Suppose I have 2 OpenCL-capable devices on my machine (not including CPUs); and suppose that an evil colleague of mine creates a different context for each of them, which I have to work with.
I know I can't share buffers between contexts - not properly and officially, at least.

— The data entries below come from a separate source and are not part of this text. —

PR #1069, opened 2023-12-14
Disable containerattachedcluster integration test

gemmahou:
### Change description

Fixes b/315013168

### Tests you have done


maqiuyujoyce:
/lgtm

But suppose that I create two OpenCL buffers, one in each context, and pass to each of them the same region of host memory, with the CL_MEM_USE_HOST_PTR
flag. e.g.:
enum { size = 1234 };
//...
context_1 = clCreateContext(NULL, 1, &some_device_id, NULL, NULL, NULL);
context_2 = clCreateContext(NULL, 1, &another_device_id, NULL, NULL, NULL);
void* host_mem = malloc(size);
assert(host_mem != NULL);
buff_1 = clCreateBuffer(context_1, CL_MEM_READ_WRITE | CL_MEM_USE_HOST_PTR, size, host_mem, NULL);
buff_2 = clCreateBuffer(context_2, CL_MEM_READ_WRITE | CL_MEM_USE_HOST_PTR, size, host_mem, NULL);
I realize that, officially,
The result of OpenCL commands that operate on multiple buffer objects created with the same
host_ptr
or overlapping host regions is considered to be undefined.
But what will actually happen if I copy to this buffer from one device, and from this buffer to another device? I'm specifically interested in the case of (relatively-recent) AMD and NVIDIA GPUs.